*** Opening of Records shown ***

PR #261, opened 2018-11-09
Add Links to TcpServer for O(1) search

kpp:


src/toxcore/tcp/server/links.rs
```diff
@@ -0,0 +1,124 @@
...
+        if index < MAX_LINKS_N {
+            if let Some(mut link) = self.links[index] {
+                link.upgrade();
+            }
+        }
+    }
+
+    /** Iter over each link in self.links
+    */
+    pub fn iter_links(&self) -> Iter<Option<Link>> {
```
kurnevsky: Can we return `impl Iterator<Item = Link>` here, without option?

kpp: Yes

src/toxcore/tcp/server/server.rs
```diff
@@ -105,88 +106,120 @@ impl Server {
...
+
+        // the are both linked, send RouteResponse and
+        // send each other ConnectNotification
+        // we don't care if connect notifications fail
+        client_a.links().upgrade(b_id_in_client_a);
+        client_b.links().upgrade(a_id_in_client_b);
+
+        let client_a_notification = client_a.send_connect_notification(b_id_in_client_a + 16);
+        let client_b_notification = client_b.send_connect_notification(a_id_in_client_b + 16);
+        return Box::new(
```
kurnevsky: Clippy will be angry :)

src/toxcore/tcp/server/server.rs
```diff
@@ -105,88 +106,120 @@ impl Server {
...
-            // send RouteResponse only to current client
-            client_a.send_route_response(&packet.pk, b_id_in_client_a)
-        }
+        };
+
+        // the are both linked, send RouteResponse and
+        // send each other ConnectNotification
+        // we don't care if connect notifications fail
+        client_a.links().upgrade(b_id_in_client_a);
+        client_b.links().upgrade(a_id_in_client_b);
```
kurnevsky: It seems it might cause a deadlock if two clients send RouteRequest simultaneously and processed in parallel.

kurnevsky: But there might be another problem. What if one client sends ConnectNotification whereas another client sends DisconnectNotification? In this case links might become inconsistent - client_a will have online link but client_b will have no link.

src/toxcore/tcp/server/client.rs
```diff
@@ -60,7 +61,7 @@ impl Client {
             ip_addr,
             port,
             tx,
-            links: [None; 240],
+            links: Mutex::new(Links::new()),
```
kurnevsky: Can it be just Links, without Mutex?

kpp: No, because

```
    fn handle_route_request(&self, pk: &PublicKey, packet: &RouteRequest) -> IoFuture<()> {
        let state = self.state.read();
...
        client_a.links().upgrade(b_id_in_client_a);
        client_b.links().upgrade(a_id_in_client_b);
```

We need interior mutability but on the other side https://doc.rust-lang.org/std/cell/struct.RefCell.html#method.borrow_mut  :

> 

Panics if the value is currently borrowed

kpp: But we can make a single threaded tcp server with no lock at all =)

src/toxcore/tcp/server/server.rs
kpp: > In this case links might become inconsistent - client_a will have online link but client_b will have no link.

Yes there is no solution for that but to make a single threaded tcp server

src/toxcore/tcp/server/server.rs
kpp: Why?

kurnevsky: Redundant `return`.

src/toxcore/tcp/server/client.rs
kurnevsky: But it seems it can be done separately, can't it? First take client_a and update it, then release client_a and take client_b.

kpp: How would you guarantee the order?

src/toxcore/tcp/links.rs
```diff
@@ -0,0 +1,300 @@
...
+                None
+            }
+        } else {
+            None
+        }
+    }
+    /// Call Links::downgrade on the `Link` by id
+    pub fn downgrade(&mut self, index: u8) {
+        let index = index as usize;
+        assert!(index < MAX_LINKS_N);
```
kurnevsky: Maybe add a description as a second arg?

kpp: What to do mean?

kurnevsky: Like `assert!(index < MAX_LINKS_N, "The index {} is bigger than maximum allowed {}", index, MAX_LINKS_N)`.

kpp: Ah thanks

kpp: Done

src/toxcore/tcp/links.rs
```diff
@@ -0,0 +1,300 @@
...
+                Some(link)
+            } else {
+                None
+            }
+        } else {
+            None
+        }
+    }
+    /// Call Links::downgrade on the `Link` by id
+    pub fn downgrade(&mut self, index: u8) {
```
kurnevsky: How about returning `bool` if link by the index exists? It could be handy here: https://github.com/tox-rs/tox/blob/4d9ce78351e7ad78ae65b0e177b25ae1676c0306/src/toxcore/tcp/client/client.rs#L198-L206

kpp: What logic should be behind this bool?

kpp: What if the link exists and with status=Registered?

kurnevsky: This method downgrades state. So it will be always with status `Registered` if it exists. So just return true. And the same with `upgrade` method and `Online` status.

kpp: What about `try_insert`/`try_downgrade`/`try_upgrade`?

kurnevsky: You mean rename it? Because it seems no reason to have `upgrade` and `try_upgrade` at the same time.

kpp: Yes I mean rename them.

kpp: Shall I or is there any reason to do so?

kpp: Done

*** Close of Records shown ***

Problem to work on
From the first line of the records through the line with "kurnevsky: Clippy will be angry :)", retype everything word for word, including both ends.

Output for this task
PR #261, opened 2018-11-09
Add Links to TcpServer for O(1) search

kpp:


src/toxcore/tcp/server/links.rs
```diff
@@ -0,0 +1,124 @@
...
+        if index < MAX_LINKS_N {
+            if let Some(mut link) = self.links[index] {
+                link.upgrade();
+            }
+        }
+    }
+
+    /** Iter over each link in self.links
+    */
+    pub fn iter_links(&self) -> Iter<Option<Link>> {
```
kurnevsky: Can we return `impl Iterator<Item = Link>` here, without option?

kpp: Yes

src/toxcore/tcp/server/server.rs
```diff
@@ -105,88 +106,120 @@ impl Server {
...
+
+        // the are both linked, send RouteResponse and
+        // send each other ConnectNotification
+        // we don't care if connect notifications fail
+        client_a.links().upgrade(b_id_in_client_a);
+        client_b.links().upgrade(a_id_in_client_b);
+
+        let client_a_notification = client_a.send_connect_notification(b_id_in_client_a + 16);
+        let client_b_notification = client_b.send_connect_notification(a_id_in_client_b + 16);
+        return Box::new(
```
kurnevsky: Clippy will be angry :)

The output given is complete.